■ **Directions**:
The listing below contains a span that opens with the line containing "export const DEFAULT_MAX_STACK_SIZE" and closes with the line containing "DEFAULT_MAX_PTC_CALLS = 256;". Return that span exactly.

BEGIN

PR #497, opened 2026-04-30
feat(quickjs): add maxPtcCallsbudget for ptc calls

colifran:
Port of https://github.com/langchain-ai/deepagents/pull/2994

### DIFF
--- a/libs/providers/quickjs/src/session.ts
+++ b/libs/providers/quickjs/src/session.ts
@@ -35,6 +35,7 @@ export const DEFAULT_MEMORY_LIMIT = 50 * 1024 * 1024;
 export const DEFAULT_MAX_STACK_SIZE = 320 * 1024;
 export const DEFAULT_EXECUTION_TIMEOUT = 30_000;
 export const DEFAULT_SESSION_ID = "__default__";
+export const DEFAULT_MAX_PTC_CALLS = 256;
 
 // The variant descriptor (WASM binary + glue) is safe to share across sessions;
 // only the instantiated module carries asyncify state. Import once, instantiate per session.
--- a/libs/providers/quickjs/src/session.ts
+++ b/libs/providers/quickjs/src/session.ts
@@ -352,8 +352,6 @@ export class ReplSession {
     const err = new Error(
       `PTC call budget of ${this.maxPtcCalls} exceeded — attempted call: tools.${functionName}`,
     );
-    err.name = "PTCCallBudgetExceeded";
-
     throw err;
   }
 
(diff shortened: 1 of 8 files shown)


libs/providers/quickjs/src/session.ts
```diff
@@ -317,6 +324,39 @@ export class ReplSession {
...
+    if (this.ptcCallsRemaining > 0) {
+      this.ptcCallsRemaining--;
+      return;
+    }
+
+    const err = new Error(
+      `PTC call budget of ${this.maxPtcCalls} exceeded — attempted call: tools.${functionName}`,
+    );
+    err.name = "PTCCallBudgetExceeded";
+
```
hntrl: can we hoist this out into its own error class? src/errors.ts or something like that

libs/providers/quickjs/src/session.ts
```diff
@@ -395,70 +435,75 @@ export class ReplSession {
...
+      }
+
+      result.value.dispose();
+      return {
+        ok: false,
+        error: { message: "Promise timed out — execution interrupted" },
+        logs: [...this.logs],
+      };
+    } finally {
+      this.ptcCallsRemaining = null;
```
hntrl, line 503: do you want to reset here instead of setting to null?

libs/providers/quickjs/src/session.ts
colifran: Should we? We don't normally have specific error classes. I meant to remove err.name - I was just throwing this and letting the existing catch logic handle it.

libs/providers/quickjs/src/session.ts
colifran: No, the reset happens at the start of the eval. This is the same concept used in the Python version: https://github.com/langchain-ai/deepagents/pull/2994/changes#diff-3a46ed05953b09ef925c369613036a9c7d9081a7a1edcf2fd061efa6d3e2f975R649

libs/providers/quickjs/src/session.ts
colifran: Ends up looking like:
```
FAILED: {"message":"Tool 'greet' failed: PTC call budget of 2 exceeded — attempted call: tools.greet","name":"Error","stack":"    at greet (native)\n    at <anonymous> (eval.js:6:9)\n    at <eval> (eval.js:18:1)\n"}
```

hntrl: It's probably something we should do more often

hntrl (dismissed):
approved

libs/providers/quickjs/src/session.ts
colifran: Updated!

END

■ **Response to the exercise**:
 export const DEFAULT_MAX_STACK_SIZE = 320 * 1024;
 export const DEFAULT_EXECUTION_TIMEOUT = 30_000;
 export const DEFAULT_SESSION_ID = "__default__";
+export const DEFAULT_MAX_PTC_CALLS = 256;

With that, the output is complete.